Mother’s Day was first established back in 1914 and was created to celebrate the under-appreciated services that mom’s did every single day. So it would make sense that Father’s Day would be next right? But the fact of the matter is that Father’s Day wasn’t an actual holiday in the U.S. until 1972. Why the huge gap? And why did men push back on the notion of having their own holiday?

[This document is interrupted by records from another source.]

Issue #1781, opened 2015-07-21
Mousedown events are duplicated: clicks get preceded by Tooltips actions (2 clicks needed)


ktaki:
ui:diableTooltips and ui:enableTooltips are executed with the first click on a group icon in the layers panel. Then, the second click does layers:setGroupExpansion. This is Windows only issue.

iwehrman:
I can't seem to reproduce this. Note that currently groups are only expanded/collapsed when the group _icon_ is clicked. Or maybe I'm doing it wrong? Back to @ktaki for more info.

ktaki:
With a group already selected in the layers panel, one click on the group icon executes:

> Enqueuing action ui.disableTooltips; 0/0
> fluxcontroller.js:394 
> Executing action ui.disableTooltips after waiting 0ms; 1/0
> fluxcontroller.js:404 
> Finished action ui.disableTooltips in 80ms with RTT 80ms; 1/0
> fluxcontroller.js:373 
> Enqueuing action ui.enableTooltips; 0/0
> fluxcontroller.js:394 
> Executing action ui.enableTooltips after waiting 0ms; 1/0
> fluxcontroller.js:404 
> Finished action ui.enableTooltips in 70ms with RTT 70ms; 1/0
> fluxcontroller.js:373 

Another click executes:

> Enqueuing action layers.setGroupExpansion; 0/0
> fluxcontroller.js:394 
> Executing action layers.setGroupExpansion after waiting 0ms; 1/0
> fluxcontroller.js:404 
> Finished action layers.setGroupExpansion in 115ms with RTT 115ms; 1/0

The above two sections will be repeated for each expand/collapse actions.

iwehrman:
OK, I think I've seen it. I think the problem is that mousedown events are somehow being duplicated. It doesn't happen every time. It also doesn't seem specific the layers panel, but that's one place where two mousedowns (without a mouseup in between) causing the drag to begin but not end. Also, I keep trying to drag the entire PS window around and having that turn into a double-click-to-maximize-window operation. I think there might be something wrong in the adapter on windows with click events. @volfied or @pineapplespatula: can you please try to repro this? CC: @jfitz-adobe

iwehrman:
May be related to #1677 and https://watsonexp.corp.adobe.com//#bug=4019697. CC @chadrolfs.

iwehrman:
[...]

PR #2955, opened 2015-10-14
Delay drag start until a distance threshold is crossed

iwehrman:
On Windows (and very occasionally on Mac) mouse clicks can cause a mousedown as well as a mousemove event, even when the mouse is not actually moved during the click. This causes our drag logic to kick in, which also suppresses the following click event to prevent interference. In the case of false drags, this click suppression causes problems, e.g. failing to select layers in the layers panel, and probably other cases we haven't noticed.

@jsbache suggested that the drag operations should not start until the distance between the mousemove events and the original mousedown position exceeds some modest threshold. That's exactly what this PR does, and @chadrolfs' preliminary testing suggests that this addresses #1781. Concretely, the `Draggable` component waits to set the `dragging` bit until the distance between the mousemove and the original mousedown exceeds 5 pixels. 

Addresses #1781. :tada:

### DIFF
--- a/src/js/jsx/shared/Draggable.jsx
+++ b/src/js/jsx/shared/Draggable.jsx
@@ -54,6 +54,17 @@ define(function (require, exports, module) {
         FluxMixin = Fluxxor.FluxMixin(React),
         Immutable = require("immutable");
 
+    var math = require("js/util/math");
+
+    /**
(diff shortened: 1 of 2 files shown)


mcilroyc:
looks legit.  No obvious regression on mac at least.

PR #2957, opened 2015-10-14
Fix lazy resetLayers result collation 

iwehrman:
This fixes a dumb programming error from yours truly in the new lazy path through `resetLayers` which caused it to only return the very first layer's descriptor repeatedly. Whoops!

Should address the follow-up bug reported by @ktaki in #1326.


mcilroyc:
laps  :100: :runner:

Father’s Day became a national holiday after President Richard Nixon‘s administration passed it. That happened six years after President Lyndon B. Johnson declared the third Sunday of June to be Father’s Day in 1966. And since then it’s been printed on calendars everywhere as a U.S. holiday. But until recently a lot of dads pushed back on the idea calling it too effeminate.

Origins
The very first Father’s Day on record was actually a very solemn occasion. Even before the national holiday that we all know and celebrate today the first Father’s Day happened in 1908. In a West Virginia Church they celebrated fathers both dead and alive. It was after the worst mining accident in history that Grayce Golden Clayton, the daughter of a reverend proposed to honor fathers alive and the ones lost to the mine.

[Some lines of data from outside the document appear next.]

Issue #2941, opened 2015-10-14
Layer re-ordering broken


chadrolfs:
Open a test multi-layered test file
attempt to re-order or drag layers to bottom of the stack

Result: layers reorder on canvas but not in layers panel and console errors result

iwehrman:
Can you post the stack trace?

chadrolfs:
master @ 7b4ccbcd26673653da9d19882fc3ad1fad0e903d with jenkins playground build 1676.

https://www.dropbox.com/s/7ldwcw15e27gol6/LayerReOrder-broke.mov?dl=0

chadrolfs:
`Action layers.reorder failed: Error: Photoshop returned an error when playing command number: 1 Photoshop code: -25920 Photoshop message: error: -25920 message: The command “Move” is not currently available.`

chadrolfs:
`Transfer from documents.open to application.updateRecentFiles failed: SyntaxError: Invalid number`

chadrolfs:
![screen shot 2015-10-14 at 9 17 31 am](https://cloud.githubusercontent.com/assets/8442631/10490447/e8f86ef6-7255-11e5-8ddb-fe1487e9a7c6.png)
![screen shot 2015-10-14 at 9 29 02 am](https://cloud.githubusercontent.com/assets/8442631/10490446/e8f834a4-7255-11e5-9b0c-ad6b471bb09b.png)

chadrolfs:
moving something on canvas will force layers panel to update

shaoshing:
Steps to reproduce:

1 deselect all layers
2 reset DS
3 reorder any layer without selecting it
4 [BOOM]

iwehrman:
FBNC to @chadrolfs .

PR #2961, opened 2015-10-15
Fix for layer reordering

shaoshing:
We have lazy loading for layer attributes on startup (`layer.initialized === false`) until they are selected. When a layer is uninitialized and you reorder it without selecting it, DS will play the descriptor command but skip emmiting a change event because it thinks the layer is not initlaized and trying to avoid UI redraw (https://github.com/adobe-photoshop/spaces-design/blob/master/src/js/stores/document.js#L180). Now, what you have in the layer panel, are layers remain unchanged but inside Photoshop the reorder command is completed. Then, if you try to reorder again, it will fail and throw error. 

I made a simple fix by selecting the dragged layer (if it haven't) before reordering; this will:

1. make sure the layer is selected and initialized
2. the dragged layer is shown as selected after reordering (before it is unselected). This matches behavior in classic PS.

Addresses issue #2941

### DIFF
--- a/src/js/actions/layers.js
+++ b/src/js/actions/layers.js
@@ -1650,7 +1650,7 @@ define(function (require, exports) {
                 return Promise.resolve();
             }
         }
-        
+
         return _getLayerIDsForDocumentID.call(this, document.id)
             .then(function (payload) {
                 return _getSelectedLayerIndices(document).then(function (selectedIndices) {
@@ -1668,10 +1668,17 @@ define(function (require, exports) {
                 } else {
                     return this.dispatchAsync(events.document.history.optimistic.REORDER_LAYERS, payload);
                 }
+            })
+            .then(function () {
+                // get the document with latest selected layers, after layer reordering.
+                var document = this.flux.store("application").getCurrentDocument();
+
+                return this.transfer(initializeLayers, document, document.layers.selected);
             });
     };
     resetIndex.reads = [locks.PS_DOC];
     resetIndex.writes = [locks.JS_DOC];
+    resetIndex.transfers = [initializeLayers];
     resetIndex.post = [_verifyLayerIndex, _verifyLayerSelection];
 
     /**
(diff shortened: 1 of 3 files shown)


shaoshing:
Steps to reproduce:

1 deselect all layers
2 reset DS
3 reorder any layer without selecting it
4 [BOOM]

iwehrman:
I'm a little wary of this particular fix. I don't like it when JSX has to call multiple actions in a row. I think the correct fix is just to have `layers.resetIndex` (which is transferred to by `layers.reorder`) just transfer to `initializeLayers` at the end of its operation. (This has been on my todo list for a while, but it never percolated to the top because I wasn't aware of a bug that it caused.) What do you think?

shaoshing:
That sounds like a better fix! I will dig into the code and try to figure it out. Thanks for the hint.

shaoshing:
@iwehrman  I've made the changes as suggested. However, I didn't transfer the `initializeLayers` in `resetIndex`, as this is a edge case when drag and drop an unintialized layer, and it seems unnecessary to always initialze the layers in `resetIndex`; Instead, I think `reorderLayers` is a better place for `initializeLayers`. 

Another change I made is adding `_handleReset` to the `draganddrop` store, so that we can make sure to recover to usable UI when bad thing happens (previously, if reorder failed, the ordered layer will stick at last mouse positon).

iwehrman:
I like the handleReset change, but I still think that `resetIndex` should finish by transferring to `initializeLayers`. The reason is that the layer selection can change during `resetIndex` and the rule is that newly selected layers must always be initialized. And the whole point of `resetIndex` is to fix things up if we've lost track of the layer order and selection. So although the bug in  `reorderLayers` is the only _known_ bug, it seems as though similar bugs could crop up with other uses of `resetIndex`. Also note that if there are no newly selected layers then the transfer to `initializeLayers` will resolve immediately. We should be liberal, not conservative, about calling `initializeLayers`!

If you disagree, I'm happy to keep arguing :)

shaoshing:
Hi @iwehrman , you comment sounds convincing, especially you spent more time then I do on the layer reset, so I decided to take your advice and moved the `initializeLayers` to `resetIndex`. Let me know if you have other concerns.

iwehrman:
Lovin' it :hamburger: :fries:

Sonora Smart Dodd grew up in Spokane, Washington and was brought up by her father. She was one of six children and wanted to celebrate her father who took on the responsibility of raising them after their mother died. Dodd is said to have become the mother of the Father’s Day revolution in the United States and celebrated it formally June 19, 1910.
In 1916 President Wilson honored the day using telegraph signals to unfurl a flag in Spokane. In 1934 President Calvin Coolidge urged state governments to observe Father’s Day.
What was the problem?
Since there are so many origins of this day it’s easy to get caught up in one version or the other. For some it’s a very sad and solemn day. Especially if the father figures in your life have passed. It may be hard for fathers whose fathers have passed on as well. For others who have less money than they would be comfortable with it’s hard to rationalize spending the money on themselves. And some dads who hate the idea of commercialized holidays pushed back hard on it. And some just didn’t like the idea because they thought it was too girly.
Lawrence R. Samuel, the author of American Fatherhood: A Cultural History, explains that “Many American men found the idea of a Father’s Day too effeminate for their liking, and also believed it was a holiday invented solely for commercial purposes.” Which would make sense from a Fatherly perspective. Especially if you didn’t want your family to spend any unnecessary money on you for a holiday you didn’t like in the first place.
Many men continued to deny the day. They hated the idea that their manliness would be domesticated with flowers and gift giving. Often paid for with the money that the father had earned himself. But now as the holiday is entering it’s prime and is now a $16 Billion dollar holiday dads are warming up to the idea. Sure some still don’t like it but for the most part it has become a holiday that is widely celebrated.
And there are plenty of ways that you can celebrate Father’s Day without spending any money at all. So that has helped them get into the idea of it as well. Sometimes it’s not buying them a gift but more showing that you care. And isn’t showing that you care what Father’s Day is all about?